DATA FOR THE TASK —
——
Issue #144, opened 2016-03-14
Page crash iOS Safari in Private mode: infinite loop SessionStorage read warning


bgever:
As of a few weeks ago, user reported issue with **iOS Safari in Private mode**. Normal mode works fine.

When loading the page with the AI script, the browser reports eventually in a message bar:
`A problem occured with this webpage so it was reloaded.`
and the page content has only the message:
`A problem repeatedly occurred on "<URL>".`.
    

Reproduced with Browserstack real browser on various devices and on my own iPhone.

The console log has repeatedly this message (up to 6400 times):

`ai.0.js:1 AI (Internal): NONUSRACT_BrowserCannotWriteSessionStorage message:"Browser failed write to session storage. " props:"{exception:[object DOMException]{\code\:22,\name\:\QuotaExceededError\,\message\:\QuotaExceededError: DOM Exception 22\,\line\:1,\column\:16686,\sourceURL\:\https://az416426.vo.msecnd.net/scripts/a/ai.0.js\}}"`

[When Safari is in Private mode it doesn't allow to read session storage.](http://stackoverflow.com/questions/21159301/quotaexceedederror-dom-exception-22-an-attempt-was-made-to-add-something-to-st)

[The AI code has a try/catch around that](https://github.com/Microsoft/ApplicationInsights-JS/blob/31aacddd1cb8852af0bc3b2ddcd3b4ae71f15c94/JavaScript/JavaScriptSDK/Util.ts#L186), but somehow the attempt is repeated.

![ai safari private infinite loop](https://cloud.githubusercontent.com/assets/1618765/13740127/f4f566c4-ea09-11e5-8b3a-3788b5320b31.PNG)

tsj0603:
I also have the issue for my web site.

For Safari in private browsing the browser hands out the window.localStorage objet but throws an exception when using the SetItem member.

The problem is in Util.ts. The _getStorageObject and _getSessionStorageObject functions return the storage object but when the write functions use the storage object it throws an exception causing the write functions to return false. This causes the caller loop.

The _getStorage*Object functions should use a pattern where they validate the storage object by performing a test write operation before handing out the object. This is a common pattern - e.g. see https://mathiasbynens.be/notes/localstorage-pattern.

bgever:
Hope the AI team can review the PR which should fix this issue. I can't run the unit tests locally, the PS script opens an HTML page with empty unit tests. I can test the results via Browserstack.

bgever:
[...]

PR #145, opened 2016-03-14
Test getting sessionStorage in case private browsing throws an error

bgever:
Issue #144 details how Private browsing in iOS Safari causes the page to crash due to an infinite loop of console warnings due to session storage being inaccessible.

This PR fixes the issue by adding an additional check to the code that validates whether the `sessionStorage` object is available. 

Private browsing in iOS Safari does provide a sessionStorage object, but it throws an error when getting or setting an item. Therefore the current availability check isn't sufficient.

By getting the empty string key during the validation, it would cause an error to throw, which is caught by the existing try/catch that detects whether session storage is available. The getter would otherwise return null or the value for the empty string key (shortest), which is unlikely to be defined.

I was unable to run the unit tests locally. No tests are detected when I run the PS script.

### DIFF
--- a/JavaScript/JavaScriptSDK/Util.ts
+++ b/JavaScript/JavaScriptSDK/Util.ts
@@ -110,6 +110,8 @@ module Microsoft.ApplicationInsights {
         private static _getSessionStorageObject(): Storage {
             try {
                 if (window.sessionStorage) {
+                    // Test getting items in case private browsing throws an error.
——
TASK — Please return the lines above that run from the line containing "[When Safari is" to the line containing "For Safari in", inclusive, exactly and with no other lines.

RESPONSE TO THE EXERCISE —
[When Safari is in Private mode it doesn't allow to read session storage.](http://stackoverflow.com/questions/21159301/quotaexceedederror-dom-exception-22-an-attempt-was-made-to-add-something-to-st)

[The AI code has a try/catch around that](https://github.com/Microsoft/ApplicationInsights-JS/blob/31aacddd1cb8852af0bc3b2ddcd3b4ae71f15c94/JavaScript/JavaScriptSDK/Util.ts#L186), but somehow the attempt is repeated.

![ai safari private infinite loop](https://cloud.githubusercontent.com/assets/1618765/13740127/f4f566c4-ea09-11e5-8b3a-3788b5320b31.PNG)

tsj0603:
I also have the issue for my web site.

For Safari in private browsing the browser hands out the window.localStorage objet but throws an exception when using the SetItem member.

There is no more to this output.